### EXERCISE:
The entries are given below. Output each one unchanged.

### DATA FOR ANALYSIS:
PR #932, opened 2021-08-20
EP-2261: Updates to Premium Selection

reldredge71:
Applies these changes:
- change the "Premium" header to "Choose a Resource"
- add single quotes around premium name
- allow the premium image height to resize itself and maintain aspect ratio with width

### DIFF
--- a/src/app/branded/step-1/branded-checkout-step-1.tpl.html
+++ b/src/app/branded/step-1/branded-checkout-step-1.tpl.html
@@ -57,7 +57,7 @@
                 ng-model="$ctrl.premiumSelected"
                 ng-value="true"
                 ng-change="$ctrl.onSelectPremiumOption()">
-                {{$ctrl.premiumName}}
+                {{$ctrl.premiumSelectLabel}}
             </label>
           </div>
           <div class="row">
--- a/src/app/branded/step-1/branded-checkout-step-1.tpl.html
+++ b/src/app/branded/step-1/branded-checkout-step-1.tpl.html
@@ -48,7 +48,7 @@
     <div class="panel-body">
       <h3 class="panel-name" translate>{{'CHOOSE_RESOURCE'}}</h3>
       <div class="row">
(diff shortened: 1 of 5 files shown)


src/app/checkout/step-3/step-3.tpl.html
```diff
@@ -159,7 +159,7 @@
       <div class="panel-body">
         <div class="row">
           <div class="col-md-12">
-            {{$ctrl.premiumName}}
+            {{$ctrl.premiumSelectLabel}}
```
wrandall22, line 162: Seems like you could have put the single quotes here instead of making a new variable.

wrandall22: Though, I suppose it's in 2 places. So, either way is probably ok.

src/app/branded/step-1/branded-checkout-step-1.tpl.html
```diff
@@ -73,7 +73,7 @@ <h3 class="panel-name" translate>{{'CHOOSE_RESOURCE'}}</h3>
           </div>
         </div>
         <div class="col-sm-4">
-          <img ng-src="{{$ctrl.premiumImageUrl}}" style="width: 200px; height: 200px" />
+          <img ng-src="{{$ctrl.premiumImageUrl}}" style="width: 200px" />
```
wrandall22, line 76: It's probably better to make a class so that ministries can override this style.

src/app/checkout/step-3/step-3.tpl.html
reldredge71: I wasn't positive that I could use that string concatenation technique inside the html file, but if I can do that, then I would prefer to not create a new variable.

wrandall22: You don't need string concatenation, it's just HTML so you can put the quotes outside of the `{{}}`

### REPLY:
PR #932, opened 2021-08-20
EP-2261: Updates to Premium Selection

reldredge71:
Applies these changes:
- change the "Premium" header to "Choose a Resource"
- add single quotes around premium name
- allow the premium image height to resize itself and maintain aspect ratio with width

### DIFF
--- a/src/app/branded/step-1/branded-checkout-step-1.tpl.html
+++ b/src/app/branded/step-1/branded-checkout-step-1.tpl.html
@@ -57,7 +57,7 @@
                 ng-model="$ctrl.premiumSelected"
                 ng-value="true"
                 ng-change="$ctrl.onSelectPremiumOption()">
-                {{$ctrl.premiumName}}
+                {{$ctrl.premiumSelectLabel}}
             </label>
           </div>
           <div class="row">
--- a/src/app/branded/step-1/branded-checkout-step-1.tpl.html
+++ b/src/app/branded/step-1/branded-checkout-step-1.tpl.html
@@ -48,7 +48,7 @@
     <div class="panel-body">
       <h3 class="panel-name" translate>{{'CHOOSE_RESOURCE'}}</h3>
       <div class="row">
(diff shortened: 1 of 5 files shown)


src/app/checkout/step-3/step-3.tpl.html
```diff
@@ -159,7 +159,7 @@
       <div class="panel-body">
         <div class="row">
           <div class="col-md-12">
-            {{$ctrl.premiumName}}
+            {{$ctrl.premiumSelectLabel}}
```
wrandall22, line 162: Seems like you could have put the single quotes here instead of making a new variable.

wrandall22: Though, I suppose it's in 2 places. So, either way is probably ok.

src/app/branded/step-1/branded-checkout-step-1.tpl.html
```diff
@@ -73,7 +73,7 @@ <h3 class="panel-name" translate>{{'CHOOSE_RESOURCE'}}</h3>
           </div>
         </div>
         <div class="col-sm-4">
-          <img ng-src="{{$ctrl.premiumImageUrl}}" style="width: 200px; height: 200px" />
+          <img ng-src="{{$ctrl.premiumImageUrl}}" style="width: 200px" />
```
wrandall22, line 76: It's probably better to make a class so that ministries can override this style.

src/app/checkout/step-3/step-3.tpl.html
reldredge71: I wasn't positive that I could use that string concatenation technique inside the html file, but if I can do that, then I would prefer to not create a new variable.

wrandall22: You don't need string concatenation, it's just HTML so you can put the quotes outside of the `{{}}`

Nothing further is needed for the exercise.